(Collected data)
##########

PR #1243, opened 2024-04-08
feat: add support for Deneb consensus types and fix beacon sync

ogenev:
### What was wrong?

1. We had a recently introduced bug in beacon sync which prevented a node from syncing with the tip of the chain.
2. To fully support post-merge Era files we need to support the Deneb fork changes introduced in consensus types.

### How was it fixed?
1. Fix the beacon sync bug
2. Update beacon block, execution payload header, and beacon state to support Deneb changes.
3. Update light client types to Deneb.

### To-Do


ethportal-api/src/types/consensus/kzg_commitment.rs
```diff
@@ -0,0 +1,138 @@
...
+        Self::from_str(&string).map_err(serde::de::Error::custom)
+    }
+}
+
+impl FromStr for KzgCommitment {
+    type Err = String;
+
+    fn from_str(s: &str) -> Result<Self, Self::Err> {
+        if let Some(stripped) = s.strip_prefix("0x") {
+            let bytes = hex::decode(stripped).map_err(|e| e.to_string())?;
```
njgheorghita, line 95: why not use `ethportal_api::utils::bytes::hex_decode`?

ethportal-api/src/types/consensus/kzg_commitment.rs
```diff
@@ -0,0 +1,138 @@
...
+            }
+        } else {
+            Err("must start with 0x".to_string())
+        }
+    }
+}
+
+impl Debug for KzgCommitment {
+    fn fmt(&self, f: &mut fmt::Formatter) -> fmt::Result {
+        write!(f, "{}", serde_utils::hex::encode(self.0))
```
njgheorghita, line 115: same with `ethportal_api::utils::bytes::hex_encode()`

ethportal-api/src/types/consensus/kzg_commitment.rs
```diff
@@ -0,0 +1,138 @@
...
+    }
+}
+
+#[test]
```
njgheorghita, line 119: I think we should continue the convention of using `mod tests {}` as a wrapper around the tests, which is how we typically do it across the code base.

ethportal-api/src/types/consensus/kzg_commitment.rs
```diff
@@ -0,0 +1,138 @@
...
+        }
+        write!(f, "…")?;
+        for i in &self.0[BYTES_PER_COMMITMENT - 2..BYTES_PER_COMMITMENT] {
+            write!(f, "{i:02x}")?;
+        }
+        Ok(())
+    }
+}
+
+impl TreeHash for KzgCommitment {
```
njgheorghita, line 53: It seems worth adding tests specifically for `tree_hash_root()` if we're custom implementing this trait

light-client/src/consensus/consensus_client.rs
```diff
@@ -384,6 +389,9 @@ impl<R: ConsensusRpc> ConsensusLightClient<R> {
 
         let should_apply_update = {
             let has_majority = committee_bits * 3 >= 512 * 2;
+            if !has_majority {
```
njgheorghita, line 392: is this something you meant to leave in?

njgheorghita (approved):

KolbyML (approved):
:shipit:

light-client/src/consensus/consensus_client.rs
ogenev: yes, updated the log message to be more clear.

PR #1245, opened 2024-04-08
feat(bridge): cli flag for random era1 file with floor

njgheorghita:
### What was wrong?
launches era1 bridge mode with random single, but only for epochs greater than the provided floor

### How was it fixed?
added cli flag

### To-Do


KolbyML (approved):
:shipit:

PR #1247, opened 2024-04-09
feat(bridge): make gossip limit a cli option

KolbyML:
### What was wrong?
we have headroom on our era1 bridges which we can use to gossip more blocks simultaneously

### How was it fixed?
by adding a cli option to configure the constant

### DIFF
--- a/ethportal-peertest/src/scenarios/bridge.rs
+++ b/ethportal-peertest/src/scenarios/bridge.rs
@@ -7,6 +7,7 @@ use portal_bridge::{
     api::{consensus::ConsensusApi, execution::ExecutionApi},
     bridge::{beacon::BeaconBridge, history::HistoryBridge},
     cli::Provider,
+    constants::DEFAULT_GOSSIP_LIMIT,
     types::mode::BridgeMode,
 };
 use serde_json::Value;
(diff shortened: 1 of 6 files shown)


ogenev (approved):
⛵

njgheorghita (approved):
Nice. Just so I'm up to date. I remember we had some kind of governer on http requests to providers, but it looks like that was removed? So, moving forward, this cli arg can be considered the de facto "limit" (aka the only factor to consider) for the quantity of ongoing concurrent requests (an all bridges: history, era1, beacon, etc) ?

njgheorghita:
fyi, i've been running my personal bridge on era1 gossip with a limit of 256 (:rocket:) but there appear to be quite a significant number of errors happening when running with such a high limit. anyways, just a note that moar != better gossip. using stats though should help to find the ideal combination of concurrency limit & gossip success rate

KolbyML:
> fyi, i've been running my personal bridge on era1 gossip with a limit of 256 🚀 but there appear to be quite a significant number of errors happening when running with such a high limit. anyways, just a note that moar != better gossip. using stats though should help to find the ideal combination of concurrency limit & gossip success rate

Sounds like we need to eventually find 1 change that improves performance by 90%

PR #1248, opened 2024-04-09
feat(bridge): gossip latest block-body/receipt at the same time

KolbyML:
### What was wrong?
For latest content getting on the network as fast as possible is critical.

Currently we use a sequential model where we gossip: header -> block body -> receipt. But this means gossiping block body's blocks receipts from getting gossiped, which could be (not always) the difference in glados reporting a success or not
### How was it fixed?
Instead of gossiping receipts after block bodies we can gossip them at the same time

**old model**
header -> block body -> receipt
**new model**
header -> block body
||||||||||||||-> receipt

### DIFF
--- a/portal-bridge/src/bridge/history.rs
+++ b/portal-bridge/src/bridge/history.rs
@@ -36,6 +36,7 @@ const LATEST_BLOCK_POLL_RATE: u64 = 5; // seconds
 pub const EPOCH_SIZE: u64 = EPOCH_SIZE_USIZE as u64;
 pub const GOSSIP_LIMIT: usize = 32;
 pub const SERVE_BLOCK_TIMEOUT: Duration = Duration::from_secs(120);
+pub const SERVE_CONTENT_TIMEOUT: Duration = Duration::from_secs(30);
 
 pub struct HistoryBridge {
     pub mode: BridgeMode,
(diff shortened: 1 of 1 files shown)


ogenev (approved):
🛥️

portal-bridge/src/bridge/history.rs
```diff
@@ -277,30 +278,54 @@ impl HistoryBridge {
...
+                    receipt_block_stats,
+                    metrics,
+                ).in_current_span(),
+            )
+            .await {
+                Ok(result) => match result {
+                    Ok(_) => (),
+                    Err(msg) => warn!("Error gossiping block receipt #{height:?}: {msg:?}"),
+                },
+                Err(_) => error!("construct_and_gossip_receipt() timed out on height {height}: this is an indication a bug is present")
```
njgheorghita, line 323: Not a blocker for this pr, but this error message is very frustrating. Usually, I'll see it on my personal node after it's been running for a while. My understanding is that there's really no way to extract a relevant error message here, since the request could be blocked at any one of the many given points throughout the gossip process. But, it would be really really really cool if we could figure out some way to extract some kind of information to help understand why the timeout happened...

njgheorghita (approved):

portal-bridge/src/bridge/history.rs
KolbyML: Well we already know why a timeout would happen
- http client vs pandops deadlock bug
- unable to find a node to gossip 2

PR #1249, opened 2024-04-10
fix: add sleep to allow for header saturation in era1 gossip

njgheorghita:
### What was wrong?
In our `history` gossip, we have a 10 second sleep after gossiping the header to allow for network saturation, since this header is necessary to validate the following receipts & body values. We are missing this sleep in `era1` gossip. Now, the effectiveness of this sleep & it's value are up for debate, but it seems to me like it's worthwhile to match this behavior inside `era1` gossip, at least until it's proven unnecessary.

### How was it fixed?
added sleep to `era1` gossip

### To-Do


KolbyML (approved):
:shipit:

ogenev (approved):

PR #1677, opened 2025-02-09
refactor: remove unused Distance type

morph-dev:
### What was wrong?

The `ethportal_api::types::portal::Distance` type is not used.

My auto complete confuses it frequently with `ethportal_api::types::distance::Distance` (the actual type that we use).

### How was it fixed?

Removed the type.


KolbyML (approved):
:shipit: looks good

PR #1678, opened 2025-02-11
refactor: update names to be spec compliant for new hwp

njgheorghita:
### What was wrong?
The naming scheme we used for the `HeaderWithProof` types doesn't match the [spec](https://github.com/ethereum/portal-network-specs/blob/master/history/history-network.md#block-header) and it can get very confusing. 

### How was it fixed?
- Updated the names (only in the "new" `HeaderWithProof` type, don't think this is necessary for the old type we're about to sunset) and docs to match the spec.

### To-Do

### DIFF
--- a/crates/ethportal-api/src/types/execution/header_with_proof_new.rs
+++ b/crates/ethportal-api/src/types/execution/header_with_proof_new.rs
@@ -13,17 +13,21 @@ use crate::{
     Header,
 };
 
-/// The accumulator proof for the pre-merge blocks.
-pub type HistoricalHashesAccumulatorProof = FixedVector<B256, typenum::U15>;
+/// The accumulator proof for EL BlockHeader for the pre-merge blocks.
+pub type BlockProofHistoricalHashesAccumulator = FixedVector<B256, typenum::U15>;
 
-/// Proof that execution header root is part of BeaconBlock, post-Merge and pre-Capella
-pub type BeaconBlockProofPreCapella = FixedVector<B256, typenum::U11>;
-/// Proof that execution header root is part of BeaconBlock, post-Capella
-pub type BeaconBlockProof = VariableList<B256, typenum::U12>;
-/// Proof that BeaconBlockHeader root is part of HistoricalRoots
-pub type HistoricalRootsProof = FixedVector<B256, typenum::U14>;
-/// Proof that BeaconBlockHeader root is part of HistoricalSummaries
-pub type HistoricalSummariesProof = FixedVector<B256, typenum::U13>;
+/// Proof that EL block_hash is in BeaconBlock -> BeaconBlockBody -> ExecutionPayload
+/// for TheMerge until Capella
+pub type ExecutionBlockProof = FixedVector<B256, typenum::U11>;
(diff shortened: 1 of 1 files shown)


crates/ethportal-api/src/types/execution/header_with_proof_new.rs
```diff
@@ -82,47 +85,61 @@ impl ssz::Encode for BlockHeaderProof {
...
+            BlockHeaderProof::HistoricalSummaries(proof) => proof.ssz_bytes_len(),
         }
     }
 }
 
 /// The struct holds a chain of proofs. This chain of proofs allows for verifying that an EL
 /// `BlockHeader` is part of the canonical chain. The only requirement is having access to the
 /// beacon chain `historical_roots`.
-// Total size (8 + 1 + 3 + 1 + 14) * 32 bytes + 4 bytes = 868 bytes
+/// Total size (8 + 1 + 3 + 1 + 14) * 32 bytes + 4 bytes = 868 bytes
```
morph-dev, line 112: I don't think that this formula is correct. Shouldn't it be: `(14 + 1 + 11) * 32 + 8` ?
The original formula is also weird because it's unclear where values come from

crates/ethportal-api/src/types/execution/header_with_proof_new.rs
```diff
@@ -13,17 +13,19 @@ use crate::{
...
-pub type BeaconBlockProof = VariableList<B256, typenum::U12>;
-/// Proof that BeaconBlockHeader root is part of HistoricalRoots
-pub type HistoricalRootsProof = FixedVector<B256, typenum::U14>;
-/// Proof that BeaconBlockHeader root is part of HistoricalSummaries
-pub type HistoricalSummariesProof = FixedVector<B256, typenum::U13>;
+/// The accumulator proof for EL BlockHeader for the pre-merge blocks.
+pub type BlockProofHistoricalHashesAccumulator = FixedVector<B256, typenum::U15>;
+
+/// Proof that EL block_hash is in BeaconBlock -> BeaconBlockBody -> ExecutionPayload
+pub type ExecutionBlockProof = FixedVector<B256, typenum::U11>;
```
morph-dev, line 20: I would add a comment to clarify that this is Merge -> Capella

crates/ethportal-api/src/types/execution/header_with_proof_new.rs
```diff
@@ -13,17 +13,19 @@ use crate::{
...
+/// Proof that EL block_hash is in BeaconBlock -> BeaconBlockBody -> ExecutionPayload
+pub type ExecutionBlockProofCapella = VariableList<B256, typenum::U12>;
```
morph-dev, line 22: Also here: Post-Capella

crates/ethportal-api/src/types/execution/header_with_proof_new.rs
njgheorghita: Yeah, I agree with your math, but not sure I see the point of this comment overall so I just deleted it... If someone is actually concerned with the size of the proof then it's fairly simple to recalculate it

PR #1670, opened 2025-02-06
chore: pin crunchy for Windows compatibility

carver:
### What was wrong?

Windows build is failing: https://github.com/ethereum/trin/actions/runs/13189513029/job/36819458339

### How was it fixed?

Pin crunchy for all dependencies

PR #1680, opened 2025-02-12
chore: add cross-compile checks to every PR

carver:
Recently, cross was not working because of a dependency conflict. See #1670 

We only found out at the moment of release, which caused a bunch of downstream issues. For example:
- Either way that you try to trigger the follow-up release will cause
  the Release Draft to be missing all the real changes (Tried repushing
  the tag, and skipping the version into the next one)
- There's no other good way to test if whatever was broken the first
  time is fixed. You don't want to test your change by pushing to
  master.
- It makes a messy list of commits on master.

This change tests cross compiles at every PR, to reduce the chances of a similar issue happening again.

~I don't know a good way to test this locally. Any suggestions besides merging and finding out?~ Ah, great, it runs immediately in this PR.

### DIFF
--- a/.github/workflows/ci.yml
+++ b/.github/workflows/ci.yml
@@ -25,3 +25,61 @@ jobs:
 
       - name: Validate PR commits with commitlint
         run: sudo npx commitlint --from ${{ github.event.pull_request.head.sha }}~${{ github.event.pull_request.commits }} --to ${{ github.event.pull_request.head.sha }} --verbose
+
+  check-cross-build:
+    # This is a stripped-down version of the full release build in .github/workflows/release.yml
+    # Some key changes:
+    # - No need to extract the version of the build
+    # - No need to upload artifacts
+    # - Fewer architectures, just to verify that some custom cases work
+    name: Verify cross-compilation
+    strategy:
+      matrix:
+        arch:
+          [
+            x86_64-unknown-linux-gnu,
+            aarch64-apple-darwin,
+            x86_64-pc-windows-gnu,
+          ]
+        include:
+          - arch: x86_64-unknown-linux-gnu
+            platform: ubuntu-20.04
+            profile: release
+          - arch: aarch64-apple-darwin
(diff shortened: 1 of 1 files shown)


carver:
Hm, I'm wondering if I should build it as "debug", which I expect to run faster. The downside is that it introduces another difference between what we are testing in the PR and what is actually running for a trin release.

KolbyML:
> Hm, I'm wondering if I should build it as "debug", which I expect to run faster. The downside is that it introduces another difference between what we are testing in the PR and what is actually running for a trin release.

I wonder how much faster it would be if at all, if it is only like a 3 minute different might as well do release, but we will see

carver:
> > Hm, I'm wondering if I should build it as "debug", which I expect to run faster. The downside is that it introduces another difference between what we are testing in the PR and what is actually running for a trin release.
> 
> I wonder how much faster it would be if at all, if it is only like a 3 minute different might as well do release, but we will see

Interesting. Yeah, the release build took ~7.5min. I guess that's fast enough. It failed when I tried to use a debug release and I'm sure I could figure it out, but I think it's better to just match the final release build anyway, so I'll revert it and mark ready for review.

KolbyML (approved):
:shipit: PR looks good

carver:
I guess it is reasonable to drop the windows build in Circle, now. Thoughts?

carver:
> One is a native build being built on Windows itself and one is a cross compile

This is a good callout. I imagine we probably want to run some integration tests on the windows build on a windows machine. I guess I slightly lean toward leaving it in place, to support new Windows tests.

KolbyML:
> > One is a native build being built on Windows itself and one is a cross compile
> 
> This is a good callout. I imagine we probably want to run some integration tests on the windows build on a windows machine. I guess I slightly lean toward leaving it in place, to support new Windows tests.

Sounds good

njgheorghita (approved):
🚢

PR #1683, opened 2025-02-13
fix: update deprecated ubuntu base dependencies

njgheorghita:
### What was wrong?
Fixes the broken build step in our release workflow.

### How was it fixed?
- Update ubuntu base version, which is in the process of being [browned out](https://github.com/actions/runner-images/issues/11101)
- We also need to update our node version in the `commitlint` workflow to avoid a different deprecation error

### To-Do


carver:
> * avoid a different deprecation error

Any more info? Can you paste the error that was happening

> Fixes the broken build step in our release workflow.

From our side-chat: I am still not convinced that anything was broken in the release flow.

carver (approved):
LGTM, ready to merge when CI turns green

testing/utp/docker/circleci/Dockerfile
```diff
@@ -1,4 +1,4 @@
-FROM ubuntu:22.04
+FROM ubuntu:24.04
```
KolbyML, line 1: why can't we use latest here?

.github/workflows/release.yml
```diff
@@ -15,7 +15,7 @@ env:
 jobs:
   extract-version:
     name: extract version
-    runs-on: ubuntu-latest
+    runs-on: ubuntu-24.04
```
KolbyML, line 18: same with here?

testing/utp/docker/circleci/Dockerfile
njgheorghita: What are your thoughts? @carver seems to think that it's less stable to pin to `latest` than to a specific version

KolbyML: Isn't ubuntu latest always a stable release of ubuntu? Isn't latest just the latest stable release

KolbyML: image

carver: > why can't we use latest here?

That was my suggestion. The primary benefit I see of having a stable target (stable in the sense of best-tested, but also not changing), is that it eliminates uncertainty at new Ubuntu releases. By using latest, our release flow could break without warning or any change on our end, if some feature or tool works differently on a new Ubuntu release.

It's sort of like the equivalent of using a Cargo.lock file, so that we can choose when we're ready to try a new dependency. The base OS is our dependency in the release flow.

KolbyML: So latest tracks the latest LTS release so currently that is 24.04 the next one will be 26.04

KolbyML (approved):
I think we should use latest, for the docker builds and CI, for the release builds it is fine to tie it to 24.04

I don't think it matters that much at the end of the day as the release cycle is 2 years anyway

So I am trying to say I am not blocking the PR, go for it

njgheorghita:
Cool, yeah going ahead with the merge. I think the difference between the two options is negligible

##########

What you will do: From the first line of the data above to the line holding "1. We had a", reproduce each line exactly; emit no other lines.

Task result:
PR #1243, opened 2024-04-08
feat: add support for Deneb consensus types and fix beacon sync

ogenev:
### What was wrong?

1. We had a recently introduced bug in beacon sync which prevented a node from syncing with the tip of the chain.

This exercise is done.